140. Je commence (ou continue) à saturer… j’équilibre en travaillant à d’autres projets moins éprouvants (textes de présentation d’Archéologies ferroviaires pour la revue en ligne D-Fiction, exercices photographiques, propositions du Tiers-Livre, textes en cours, idée de micro-lectures audio.)

17 sept 21

136. Terminé lecture de Guerre d’Algérie, Le silence des appelés, de Claude Juin (2021). Lecture rendue agaçante par un emploi parcimonieux de la ponctuation, et une relecture du manuscrit défaillante. A cela près, le bouquin est intéressant, malgré des digressions autobiographiques un peu vaines, malgré un traitement du thème plutôt rapide. Il ne faut pas s’attendre à une étude sociologique, mais à un récit autobiographique, traversé d’analyses pertinentes. Me reste à reprendre les passages repérés qui intéressent mon propos. L’auteur est attachant dans sa fidélité à un idéal humaniste, respectueux des Algériens. Accueil hostile de son livre par les partisans nostalgiques de la France coloniale, évidemment.

137. Reçu Sous le feu, la mort comme hypothèse de travail, de l’ancien militaire et historien Michel Goya (20152). Titre percutant, dans une étude récente de la vie du soldat près de la mort, individuellement et collectivement.

15 sept 21

135. Un post dans l’un des groupes spécialisés FB attire particulièrement mon attention : un communiqué du FLN, en date du 9 mai 62, à Constantine (soit après les accord d’Evian signés le 18 mars 62) :

Dans sa violence explicitement revendiquée, il fait écho à l’un des thèmes que je commence à développer : mettre en regard le pro patria mori (à nuancer car il n’est pas question de «  guerre ») et l’animalisation des militaires par ce comité de vigilance, mettant sur le même plan le mouton sacrificiel de l’Aïd et les Français. Violence régressive qui méconnaît la sacrifice abrahamique, le passage du sacrifice humain au sacrifice animal : à rebours de l’évolution religieuse. Le passage du littéral au symbolique, du non-sacrifice (humain) est le fondement tant du judaïsme que de l’islam. Ce comité de vigilance ignore ou feint d’ignorer ce qui confère aux deux religions du Livre leur dignité, l’annonce de l’égorgement des Français confirme ainsi l’indignité et l’abjection de ces Musulmans, leur obstination à refuser l’évidence historique des accords d’Evian et à poursuivre dans la cruauté.

14 sept 21

132. Chiné quelques numéros de la revue Bibliothèque de Travail, de juin 58, juin 60 et avril 61, sur la deuxième guerre mondiale : cela servira peut-être plus tard pour le projet sur mon grand-père Aristide.
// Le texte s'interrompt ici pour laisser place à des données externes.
PR #3673, opened 2024-02-20
test: Enable App Launch Profiling UI tests

philipphofmann:
GH-3665 didn't enable the app launch profiling tests because they were still disabled in Xcode. This PR fixes that and also uses more accessibility identifiers in the profiling tests.

#skip-changelog


brustolin (approved):
Thanks for this @philipphofmann

Issue #5155, opened 2025-04-30
Investigate and improve performance on high-end devices


philprime:
### Description

We need to investigate potential reasons for performance drops even with the `experimentalViewRenderer` enabled. This also seems to visible on high-end devices such as an iPhone 14 Pro or iPhone 16 Pro Max.

Project to reproduce: https://github.com/AlirezaHadjar/sentry-session-replay-bug

Based on the report of [this comment](https://github.com/getsentry/sentry-cocoa/issues/4000#issuecomment-2839020095) in #4000.

Potential ideas to start off:
- Use instruments and CPU profiling to find slow methods
- Find alternative render methods to the current view renderer (i.e. finding a way to get data directly from GPU).

philprime:
Potential way of improving could be replacing the CADisplayLink and instead use a run loop observer.

https://developer.apple.com/documentation/corefoundation/cfrunloopobserver

pachuho:
We ran into the Session Replay scroll cost in a production IoT app and profiled it with Instruments on 9.24.0. We've since turned Replay off in production because of the scroll impact, but since this issue is about frame-capture performance specifically, here's a real-app A/B in case it's a useful complement to the reproducer already in the thread.

Short version: it's still very visible on 9.24.0, with the default view renderer and `quality = .low`. The run-loop scheduler change in 9.19.0 (#7851) helped but didn't remove the scroll-time cost.

Setup:
- sentry-cocoa 9.24.0, iPhone 16 / iOS 18.6.2 (so not a low-end-device effect)
- Release build; we only start Replay in Release
- `sessionReplay.onErrorSampleRate = 1.0` vs `0.0`, `maskAllImages = true`, `maskAllText = false`, `quality = .low`, default renderer — everything else identical
- `onErrorSampleRate` runs in buffer mode, so capture is continuous even when no error fires, which is the scroll-time cost shown below
- 40 s of continuous scrolling on a list-heavy screen, "Animation Hitches" template attached to the running process

| Metric | Replay ON | Replay OFF |
|---|---|---|
[...]

PR #6292, opened 2025-09-26
fix(session-replay): Extend masking and focus masking on sensitive information

philprime:
## :scroll: Description

This PR fixes several session replay masking issues and adds comprehensive test coverage for the redaction builder to prevent regressions.

### Fixed Masking Issues

**SwiftUI.List Background Clipping Issue (#6292)**
One screen in the dogfooding app [Flinky](https://github.com/techprimate/Flinky) had significant masking problems where the entire top half of a screen with SwiftUI.List was unmasked. Analysis revealed that `_UICollectionViewListLayoutSectionBackgroundColorDecorationView` has an extremely large frame (`-20 -1135.33; 442 2336`) that extends far beyond the visible list bounds, causing incorrect clipping calculations.

### Implementation Improvements

**String-Based Class Comparison**
- Introduced `ExtendedClassIdentifier` to compare view classes by string description instead of direct class references
- Prevents triggering Objective-C `+initialize` on private UIKit classes when running off the main thread
- Supports optional layer class filtering for multi-purpose views (e.g., `SwiftUI._UIGraphicsView`)

**Rendering & Layer Improvements**
- Fixed sublayer rendering order by sorting layers by `zPosition` (with insertion order as tie-breaker)
- Switched from view-based to layer-based traversal for accurate presentation state
- Properly handle presentation layers during animations vs model layers

**Edge Case Handling**
- UISwitch subtree ignoring to prevent internal UIImageView from being incorrectly redacted
- UITextField placeholder handling via `UITextFieldLabel` detection
- SwiftUI.List background decoration view treated as special case (direct redact, no clip-out)
- Axis-aligned transform detection to optimize opaque view clipping
- Custom anchor point support in transform calculations

### Test Coverage

Added 49 new tests to systematically verify:
- ExtendedClassIdentifier matching with layer filtering
- UIImageView boundary conditions (nil, 9x9, 10x10, 11x11 pixels)
- Hidden views and zero opacity handling
- Transform calculations with custom anchor points
- Region ordering and SwiftUI region prioritization
- Nested clipping regions
- Class hierarchy inheritance patterns
- iOS version-specific behavior (iOS 26 UISlider visual element)

**Note:** SwiftUI-specific integration tests (Text, Image, List, Label, Button) will be added in a follow-up PR.

### Manual Testing
- Verified fix in Flinky app - SwiftUI.List screens now mask correctly
- Tested across iOS 15.5, 16.4, 17.5, 18.6, and 26.0 simulators

### Automated Testing
- 49 new test cases added
- All 118+ tests passing (0 failures)
- Tests follow Arrange-Act-Assert pattern
- Standardized snapshot naming (`masked`/`unmasked`)

### Files Changed
- `Sources/Swift/Core/Tools/ViewCapture/SentryUIRedactBuilder.swift` - Core fixes
- `Tests/SentryTests/ViewCapture/SentryUIRedactBuilderTests+EdgeCases.swift` - New (32 tests)
- `Tests/SentryTests/ViewCapture/SentryUIRedactBuilderTests+Common.swift` - Enhanced (8 new tests)
- `Tests/SentryTests/ViewCapture/SentryUIRedactBuilderTests+UIKit.swift` - Enhanced (5 new tests, removed 2 duplicates)
- `Tests/SentryTests/ViewCapture/SentryUIRedactBuilderTests+SpecialViews.swift` - Updated naming

## :pencil: Checklist

### DIFF
--- a/Sources/Swift/Core/Tools/ViewCapture/SentryUIRedactBuilder.swift
+++ b/Sources/Swift/Core/Tools/ViewCapture/SentryUIRedactBuilder.swift
@@ -501,7 +501,7 @@ final class SentryUIRedactBuilder {
                         size: layer.bounds.size,
                         transform: newTransform,
                         type: .clipOut,
-                        name: layer.debugDescription
+                        name: view.debugDescription
                     ))
                 }
             }


Sources/Swift/Core/Tools/ViewCapture/SentryUIRedactBuilder.swift
```diff
@@ -9,138 +10,270 @@ import WebKit
...
+    // MARK: - Types
+
+    /// Type used to represented a view that needs to be redacted
+    struct ExtendedClassIdentifier: Hashable {
+        /// String representation of the class
+        ///
+        /// We deliberately store class identities as strings (e.g. "SwiftUI._UIGraphicsView")
+        /// instead of `AnyClass` to avoid triggering Objective‑C `+initialize` on UIKit internals
+        /// or private classes when running off the main thread. The string is obtained via
+        /// `type(of: someObject).description()`.
```
philippsuess, line 22: Thanks a lot for this valuable comment.

Sources/Swift/Core/Tools/ViewCapture/SentryUIRedactBuilder.swift
```diff
@@ -9,138 +10,270 @@ import WebKit
...
+        ///
+        /// Some view types are reused for multiple purposes. For example, `SwiftUI._UIGraphicsView`
+        /// is used both as a structural background (should not be redacted) and as a drawing surface
+        /// for images when paired with `SwiftUI.ImageLayer` (should be redacted). When `layerId` is
+        /// provided we only match a view if its backing layer’s type description equals the filter.
+        let layerId: String?
+
+        /// Initializes a new instance of the extended class identifier using a class ID.
+        ///
+        /// - parameter classId: The class name.
```
philippsuess, line 35: `l`: When the classId is the class name most of the time, maybe we should rename the classId to className, the same applies for layerId.

Sources/Swift/Core/Tools/ViewCapture/SentryUIRedactBuilder.swift
```diff
@@ -9,138 +10,270 @@ import WebKit
 #endif
 
 final class SentryUIRedactBuilder {
+    // MARK: - Types
+
+    /// Type used to represented a view that needs to be redacted
+    struct ExtendedClassIdentifier: Hashable {
```
philippsuess: `l`: This is an inner struct, so maybe we can ditch the `extended` to make the code a bit shorter. No strong opinion here.
```suggestion
    struct ClassIdentifier: Hashable {
```

Sources/Swift/Core/Tools/ViewCapture/SentryUIRedactBuilder.swift
```diff
@@ -9,138 +10,270 @@ import WebKit
...
+
+            // Used by React Native to render long text
+            redactClasses.insert(ExtendedClassIdentifier(classId: "RCTParagraphComponentView"))
+
+            // Used by SwiftUI to render text without UIKit, e.g. `Text("Hello World")`.
+            // We include the class name without a layer filter because it is specifically
+            // used to draw text glyphs in this context.
+            redactClasses.insert(ExtendedClassIdentifier(classId: "SwiftUI.CGDrawingView"))
+
+            // Used to render SwiftUI.Text on iOS versions prior to iOS 18
```
philippsuess, line 144: Thanks for the comments 💯

Sources/Swift/Core/Tools/ViewCapture/SentryUIRedactBuilder.swift
```diff
@@ -9,138 +10,270 @@ import WebKit
...
+        // region for the decoration view instead of clip-outs.
+        redactClasses.insert(ExtendedClassIdentifier(classId: "_UICollectionViewListLayoutSectionBackgroundColorDecorationView"))
+
+        ignoreClassesIdentifiers = [
+            ExtendedClassIdentifier(objcType: UISlider.self),
+            ExtendedClassIdentifier(objcType: UISwitch.self)
+        ]
 #else
         ignoreClassesIdentifiers = []
 #endif
```
philippsuess, line 200: `l`: Would be great to briefly explain here with a comment why we ignore these and why they are empty on non iOS.

Sources/Swift/Core/Tools/ViewCapture/SentryUIRedactBuilder.swift
```diff
@@ -9,138 +10,270 @@ import WebKit
...
+        redactClassesIdentifiers = redactClasses
+
         for type in options.unmaskedViewClasses {
-            self.ignoreClassesIdentifiers.insert(ObjectIdentifier(type))
+            self.ignoreClassesIdentifiers.insert(ExtendedClassIdentifier(class: type))
         }
         
         for type in options.maskedViewClasses {
-            self.redactClassesIdentifiers.insert(ObjectIdentifier(type))
+            self.redactClassesIdentifiers.insert(ExtendedClassIdentifier(class: type))
```
philippsuess: `l`: Nothing to do with this PR, but as we already touch it we don't use self anywhere above, so we can make this consistent.
```suggestion
            ignoreClassesIdentifiers.insert(ExtendedClassIdentifier(class: type))
}

for type in options.maskedViewClasses {
            redactClassesIdentifiers.insert(ExtendedClassIdentifier(class: type))
```

Sources/Swift/Core/Tools/ViewCapture/SentryUIRedactBuilder.swift
```diff
@@ -9,138 +10,270 @@ import WebKit
...
+    /// Returns `true` if the provided class type is contained in the ignore list.
+    ///
+    /// This compares by string description to avoid touching Objective‑C class objects directly.
     func containsIgnoreClass(_ ignoreClass: AnyClass) -> Bool {
-        return ignoreClassesIdentifiers.contains(ObjectIdentifier(ignoreClass))
+        /// Edge case: ``UITextField`` uses an internal type of ``UITextFieldLabel`` for the placeholder, which should also be ignored
+        if ignoreClass.description() == "UITextFieldLabel" {
+            return ignoreClassesIdentifiers.contains(where: { $0.classId == "UITextField" })
+        }
+        return ignoreClassesIdentifiers.contains(where: { $0.classId == ignoreClass.description() })
```
philippsuess: `m`: Can't we do this instead? It would make this O(1) instead of O(n).
```suggestion
        return ignoreClassesIdentifiers.contains(ExtendedClassIdentifier(class: ignoreClass))
```

Sources/Swift/Core/Tools/ViewCapture/SentryUIRedactBuilder.swift
```diff
@@ -9,138 +10,270 @@ import WebKit
...
+    ///   `containsRedactClass(viewClass: MyTitleLabel.self, layerClass: CALayer.self) == true`.
+    /// - SwiftUI image drawing: `viewClass == SwiftUI._UIGraphicsView` and `layerClass == SwiftUI.ImageLayer`
+    ///   will match because we register `("SwiftUI._UIGraphicsView", layerId: "SwiftUI.ImageLayer")`.
+    /// - SwiftUI structural background: `viewClass == SwiftUI._UIGraphicsView` with a generic `CALayer`
+    ///   will NOT match (no `ImageLayer`), so we don’t redact background fills.
+    /// - `UIImageView` will match the class rule; the final decision is refined by `shouldRedact(imageView:)`.
+    func containsRedactClass(viewClass: AnyClass, layerClass: AnyClass) -> Bool {
+        var currentClass: AnyClass? = viewClass
+        while let iteratorClass = currentClass {
+            if redactClassesIdentifiers.contains(where: { $0.matches(viewClass: iteratorClass, layerClass: layerClass) }) {
```
philippsuess: `m`: This is again O(n). Maybe we can somehow change this using an instance of `ExtendedClassIdentifier`, so it becomes O(1).

Sources/Swift/Core/Tools/ViewCapture/SentryUIRedactBuilder.swift
```diff
@@ -9,138 +10,270 @@ import WebKit
...
         
         for type in options.maskedViewClasses {
-            self.redactClassesIdentifiers.insert(ObjectIdentifier(type))
+            self.redactClassesIdentifiers.insert(ExtendedClassIdentifier(class: type))
         }
     }
     
+    /// Returns `true` if the provided class type is contained in the ignore list.
+    ///
+    /// This compares by string description to avoid touching Objective‑C class objects directly.
```
philippsuess, line 251: `m`: I'm curious why we don't need to check superclasses here as we do in `containsRedactClass`.

Sources/Swift/Core/Tools/ViewCapture/SentryUIRedactBuilder.swift
```diff
@@ -9,138 +10,270 @@ import WebKit
...
+    /// - A custom label `class MyTitleLabel: UILabel {}` will match because `UILabel` is in the redact set:
+    ///   `containsRedactClass(viewClass: MyTitleLabel.self, layerClass: CALayer.self) == true`.
+    /// - SwiftUI image drawing: `viewClass == SwiftUI._UIGraphicsView` and `layerClass == SwiftUI.ImageLayer`
+    ///   will match because we register `("SwiftUI._UIGraphicsView", layerId: "SwiftUI.ImageLayer")`.
+    /// - SwiftUI structural background: `viewClass == SwiftUI._UIGraphicsView` with a generic `CALayer`
+    ///   will NOT match (no `ImageLayer`), so we don’t redact background fills.
+    /// - `UIImageView` will match the class rule; the final decision is refined by `shouldRedact(imageView:)`.
+    func containsRedactClass(viewClass: AnyClass, layerClass: AnyClass) -> Bool {
+        var currentClass: AnyClass? = viewClass
+        while let iteratorClass = currentClass {
```
philippsuess, line 287: `m`: An idea for speeding this up maybe for later: When there is a class that we should redact and it's not in the `redactClassesIdentifiers` we could add it to the `redactClassesIdentifiers`, so we don't have to traverse the classes up every time. I'm not sure if it's worth the effort, and I'm also unsure how often this code gets called.

Sources/Swift/Core/Tools/ViewCapture/SentryUIRedactBuilder.swift
```diff
@@ -214,100 +349,141 @@ final class SentryUIRedactBuilder {
...
     
+    /// Special handling for `UIImageView` to avoid masking tiny gradient strips and
+    /// bundle‑provided assets (e.g. SF Symbols or app assets), which are unlikely to contain PII.
     private func shouldRedact(imageView: UIImageView) -> Bool {
-        // Checking the size is to avoid redact gradient background that
-        // are usually small lines repeating
-        guard let image = imageView.image, image.size.width > 10 && image.size.height > 10  else { return false }
+        // Checking the size is to avoid redacting gradient backgrounds that are usually
+        // implemented as very thin repeating images.
+        guard let image = imageView.image, image.size.width > 10 && image.size.height > 10  else {
```
philippsuess, line 447: `l`: If you have any clue why we use `10` for the size, please add the info as a comment.

Sources/Swift/Core/Tools/ViewCapture/SentryUIRedactBuilder.swift
```diff
@@ -214,100 +349,141 @@ final class SentryUIRedactBuilder {
...
                 ))
+
+                guard !view.clipsToBounds else {
+                    return
+                }
+                enforceRedact = true
+            } else if isOpaque(view) {
+                let finalViewFrame = CGRect(origin: .zero, size: layer.bounds.size).applying(newTransform)
+                if isAxisAligned(newTransform) && finalViewFrame == rootFrame {
+                    //Because the current view is covering everything we found so far we can clear `redacting` list
```
philippsuess: `l`:
```suggestion
                    // Because the current view is covering everything we found so far we can clear `redacting` list
```

Sources/Swift/Core/Tools/ViewCapture/SentryUIRedactBuilder.swift
```diff
@@ -330,20 +506,31 @@ final class SentryUIRedactBuilder {
...
         }
+
+        #if os(iOS)
+        // UISwitch uses UIImageView internally, which can be in the list of redacted views.
+        // But UISwitch is in the list of ignored class identifiers by default, because it uses
+        // non-sensitive images. Therefore we want to ignore the subtree of UISwitch, unless
+        // it was removed from the list of ignored classes
+        if viewTypeId == UISwitch.self.description(), ignoreClassesIdentifiers.contains(
+            where: { $0.classId == UISwitch.self.description()
+            }) {
```
philippsuess: `m`: We should be able to use `ExtendedClassIdentifier(classId: UISwitch.self.description())` to make this O(1), if I'm not mistaken.

Sources/Swift/Core/Tools/ViewCapture/SentryRedactRegion.swift
```diff
@@ -22,6 +22,25 @@ final class SentryRedactRegion {
     func canReplace(as other: SentryRedactRegion) -> Bool {
         size == other.size && transform == other.transform && type == other.type
     }
+
+    static func == (lhs: SentryRedactRegion, rhs: SentryRedactRegion) -> Bool {
```
philippsuess: `m`: Can't we turn this class into a struct? Then we don't need to do this manually.

CHANGELOG.md
```diff
@@ -24,6 +24,15 @@
 - Fix rendering method for fast view rendering (#6360)
 - Fix issue where the thread that generated an event could be missing when more than 100 threads are running (#6377)
 - Fix wrong Frame Delay when becoming active, which lead to false reported app hangs when the app moves to the foreground after being in the background (#6381)
+- Session Replay masking improvements (#6292)
```
philippsuess, line 37: Thanks for the detailed changelog entry

Tests/SentryTests/ViewCapture/SentryUIRedactBuilderTests+SpecialViews.swift
```diff
@@ -0,0 +1,404 @@
...
+        //    |    |    |    | <UIView: 0x105c3cf60; frame = (0 0; 0 0); backgroundColor = UIExtendedGrayColorSpace 0 0.5; layer = <CALayer: 0x600000cf1770>>
+    }
+
+    func testRedact_withWKWebView_withMaskingEnabled_shouldRedactView() throws {
+        // -- Arrange --
+        setupWKWebViewFixture()
+
+        // -- Act --
+        let sut = getSut(maskAllText: true, maskAllImages: true)
+        let result = sut.redactRegionsFor(view: rootView)
```
philippsuess: `l`: I would name this `redactedRegions`. Result doesn't really say what it is.

Tests/SentryTests/ViewCapture/SentryUIRedactBuilderTests+SpecialViews.swift
```diff
@@ -0,0 +1,404 @@
...
+        //    |    |    | <WKContentView: 0x121822800; frame = (0 0; 40 40); anchorPoint = (0, 0); layer = <CALayer: 0x600000ce8750>>
+        //    |    |    |    | <UIView: 0x121012580; frame = (0 0; 0 0); anchorPoint = (0, 0); clipsToBounds = YES; layer = <CALayer: 0x600000cf8960>>
+        //    |    |    |    |    | <UIView: 0x1210123e0; frame = (0 0; 0 0); autoresize = W+H; layer = <CALayer: 0x600000cf8930>>
+        //    |    |    |    | <WKVisibilityPropagationView: 0x105c21580; frame = (0 0; 0 0); layer = <CALayer: 0x600000cf01b0>>
+        //    |    |    | <_UIScrollViewScrollIndicator: 0x105c33170; frame = (34 30; 3 7); alpha = 0; autoresize = LM; layer = <CALayer: 0x600000cf0c30>>
+        //    |    |    |    | <UIView: 0x105c2b5f0; frame = (0 0; 0 0); backgroundColor = UIExtendedGrayColorSpace 0 0.5; layer = <CALayer: 0x600000cf1830>>
+        //    |    |    | <_UIScrollViewScrollIndicator: 0x105c3eb90; frame = (30 34; 7 3); alpha = 0; autoresize = TM; layer = <CALayer: 0x600000cf1620>>
+        //    |    |    |    | <UIView: 0x105c3cf60; frame = (0 0; 0 0); backgroundColor = UIExtendedGrayColorSpace 0 0.5; layer = <CALayer: 0x600000cf1770>>
```
philippsuess: `l`: How do you get this `View Hierarchy` info here? What do I have to do if I want to update this?

Tests/SentryTests/ViewCapture/SentryUIRedactBuilderTests+SpecialViews.swift
```diff
@@ -0,0 +1,404 @@
...
+    private func getSut(maskAllText: Bool, maskAllImages: Bool) -> SentryUIRedactBuilder {
+        return SentryUIRedactBuilder(options: TestRedactOptions(
+            maskAllText: maskAllText,
+            maskAllImages: maskAllImages
+        ))
+    }
+
+    override func setUp() {
+        rootView = UIView(frame: CGRect(x: 0, y: 0, width: 100, height: 100))
+    }
```
philippsuess: `l`: I like to avoid global test variables to minimize side effects or shared state for the tests. I know we have them all over our test code, but I don't really like it. What about having a helper function `getRootView`, removing the `rootView` and let every test have its own local variable of `rootView`?

philipphofmann (commented):
Thanks, this looks way better than before. I gave the tests just a quick pass; they look good, but I found a couple of minor things to improve. Thanks @philprime for cleaning this up.

Tests/SentryTests/ViewCapture/SentryUIRedactBuilderTests+SpecialViews.swift
philprime: The original test used a global root view, I also don't like it, will remove it.

Tests/SentryTests/ViewCapture/SentryUIRedactBuilderTests+SpecialViews.swift
philprime: I had a note at the top of class, but extended it now with a step-by-step guide in `SentryUIRedactBuilderTests.swift`

Sources/Swift/Core/Tools/ViewCapture/SentryUIRedactBuilder.swift
philprime: I don't know why they are ignored, it's not documented. I'll a comment explaining that.

Sources/Swift/Core/Tools/ViewCapture/SentryUIRedactBuilder.swift
philprime: I don't know where it comes from. I added a comment explaining it's an undocumented magic number

Sources/Swift/Core/Tools/ViewCapture/SentryUIRedactBuilder.swift
philprime: That's a fair question and I do not fully know why, this logic was not written by me.
But I could argue that for redaction we want to be more selective when ignoring redaction, so we don't accidentally unmask all children too.

Example:

class MyLabel: UILabel {}
class SuperSensitiveLabel: UILabel {}

if we ignore `UILabel` it would also expose `MyLabel` and `SuperSensitiveLabel`, which might not be what the user wants.

Sources/Swift/Core/Tools/ViewCapture/SentryUIRedactBuilder.swift
philprime: I don't think we can do this because `.contains(ExtendedClassIdentifier(class: ignoreClass))` uses the hash of the class identifier which includes the layerId too, but my current logic only checks if the class matches and ignores the layer. This applies to all of the O(n) to O(1) suggestions. One approach could be keeping additional arrays/sets only for class comparison. That would allow O(1) but require more memory. WDYT?

philippsuess: I don't know how often this code gets actually called. We don't have that many elements in these data structures, so it seems to me that changing the data structures and potentially slightly increasing the memory footprint could be worth it. Or we're just trying to fix something that's not an issue. I let you make the call, cause you know the code better than I do.

Sources/Swift/Core/Tools/ViewCapture/SentryRedactRegion.swift
```diff
@@ -4,7 +4,7 @@ import Foundation
 import ObjectiveC.NSObjCRuntime
 import UIKit
 
-final class SentryRedactRegion: Equatable {
+struct SentryRedactRegion: Equatable {
```
philippsuess, line 7: Yes 👍

Sources/Swift/Core/Tools/ViewCapture/SentryUIRedactBuilder.swift
philippsuess: Yes, that makes sense. Maybe worth double checking with Roman.

Tests/SentryTests/ViewCapture/SentryUIRedactBuilderTests.swift
```diff
@@ -6,6 +6,23 @@ import SwiftUI
 import UIKit
 import XCTest
 
+/// To print the internal view hierarchy of a view in the test cases, follow these steps:
+///
+/// 1. Set a breakpoint in the test case after creating the view instance.
+/// 2. Run the test case.
+/// 3. In the debugger, print the view hierarchy by evaluating the following expression in `lldb`:
```
philippsuess, line 13: `m`: We can delay this comment to a follow-up PR. What about storing the output of `view.value(forKey: "recursiveDescription")` as an assertion? So basically, let the description of the views in the test assert against the stored output. Then we know when it changes. Or is this a bad idea?

philprime: I wouldn't do this because it could result in failures when Apple changes the implementation of `recursiveDescription`, causing the string output to change while the internal view hierarchy didn't change.

Sources/Swift/Core/Tools/ViewCapture/SentryUIRedactBuilder.swift
philprime: @romtsn wdyt?

romtsn: yes exactly, we wanted to be super cautious with unmasking and rather unmask too little than too much.

philprime: Thanks for confirming, I'll add a comment.

Sources/Swift/Core/Tools/ViewCapture/SentryUIRedactBuilder.swift
philprime: I'll leave it out of this PR for now. We can revisit it when we do #5155

Sources/Swift/Core/Tools/ViewCapture/SentryUIRedactBuilder.swift
philprime: I just double-checked it and so far we only use the `ClassIdentifier` for ignored classes without layer filtering, so changing it to your proposed changes works and all tests pass.

Sources/Swift/Core/Tools/ViewCapture/SentryUIRedactBuilder.swift
philprime: Replaced it to use `containsIgnoreClass` so it's reusing the same lookup/

Tests/SentryTests/ViewCapture/SentryUIRedactBuilderTests+SpecialViews.swift
```diff
@@ -0,0 +1,415 @@
...
+            XCTAssertNil(navigationBarRegion.color)
+            XCTAssertEqual(navigationBarRegion.size, CGSize(width: 0, height: 0))
+            XCTAssertEqual(navigationBarRegion.type, .redact)
+            XCTAssertEqual(navigationBarRegion.transform, CGAffineTransform(a: 1, b: 0, c: 0, d: 1, tx: 20, ty: 20))
+
+            let placeholderRegion = try XCTUnwrap(regions.element(at: 2)) // SFSafariLaunchPlaceholderView
+            XCTAssertNil(placeholderRegion.color)
+            XCTAssertEqual(placeholderRegion.size, CGSize(width: 40, height: 40))
+            XCTAssertEqual(placeholderRegion.type, .redact)
+            XCTAssertEqual(toolbarRegion.transform, CGAffineTransform(a: 1, b: 0, c: 0, d: 1, tx: 20, ty: 20))
```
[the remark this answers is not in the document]
philprime: Good Bot

Tests/SentryTests/ViewCapture/SentryUIRedactBuilderTests.swift
philippsuess: > could result in failures when Apple changes the implementation of recursiveDescription

Maybe that's a good thing, cause it could tell us that they changed something that could impact masking.

philprime: We are handling that by asserting the exact regions in combinations with snapshots

Sources/Swift/Core/Tools/ViewCapture/SentryUIRedactBuilder.swift
philprime: I added a lookup set which should be O(1)

philprime:
FYI @philipphofmann @itaybre @noahsmartin this PR is done, but the CI is failing because snapshot tests of standard components are flaky, especially as we are using a Beta of Xcode 26.1

philippsuess:
> FYI @philipphofmann @itaybre @noahsmartin this PR is done, but the CI is failing because snapshot tests of standard components are flaky, especially as we are using a Beta of Xcode 26.1

@philprime what do you suggest to solve this problem?

philprime:
I am going to split this up into a PR stack with a PR per test-file so we can merge them individually instead of keeping this open forever

philprime:
* **#6571** <a href="https://app.graphite.dev/github/pr/getsentry/sentry-cocoa/6571?utm_source=stack-comment-icon" target="_blank">Graphite</a>
* **#6570** <a href="https://app.graphite.dev/github/pr/getsentry/sentry-cocoa/6570?utm_source=stack-comment-icon" target="_blank">Graphite</a>
* **#6569** <a href="https://app.graphite.dev/github/pr/getsentry/sentry-cocoa/6569?utm_source=stack-comment-icon" target="_blank">Graphite</a>
* **#6568** <a href="https://app.graphite.dev/github/pr/getsentry/sentry-cocoa/6568?utm_source=stack-comment-icon" target="_blank">Graphite</a>
* **#6567** <a href="https://app.graphite.dev/github/pr/getsentry/sentry-cocoa/6567?utm_source=stack-comment-icon" target="_blank">Graphite</a>
* **#6292** <a href="https://app.graphite.dev/github/pr/getsentry/sentry-cocoa/6292?utm_source=stack-comment-icon" target="_blank">Graphite</a> 👈 <a href="https://app.graphite.dev/github/pr/getsentry/sentry-cocoa/6292?utm_source=stack-comment-view-in-graphite" target="_blank">(View in Graphite)</a>
* `main`


<h2></h2>

This stack of pull requests is managed by <a href="https://graphite.dev?utm-source=stack-comment"><b>Graphite</b></a>. Learn more about <a href="https://stacking.dev/?utm_source=stack-comment">stacking</a>.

Numéros édités par l’Ecole Moderne, sise à Cannes…Parfum de vieux papier, l’œuvre de Freinet entre les mains. Lu cette nuit le court et magnifique Premier amour de Beckett.

133. Utilisation de l’embrayeur «  non pas », proposée par F. Bon, ouvre une porte fructueuse (un demi-feuillet, pas si mal, pour Algérie). (le feuillet comme aune de l’avancée…)

134. Skype avec les éditions JOU et leur distributeur Serendip à Paris : ça se met en place. Repérage de librairies où envoyer Archéologies ferroviaires. Aujourd’hui, autour de Lunel-Viel, un magnifique spot ferroviaire, que j’ai observé et consigné en notes de lumière. Une nouvelle série qui sera bientôt sur L’Œil a faim. Temps orageux, ciel chargé.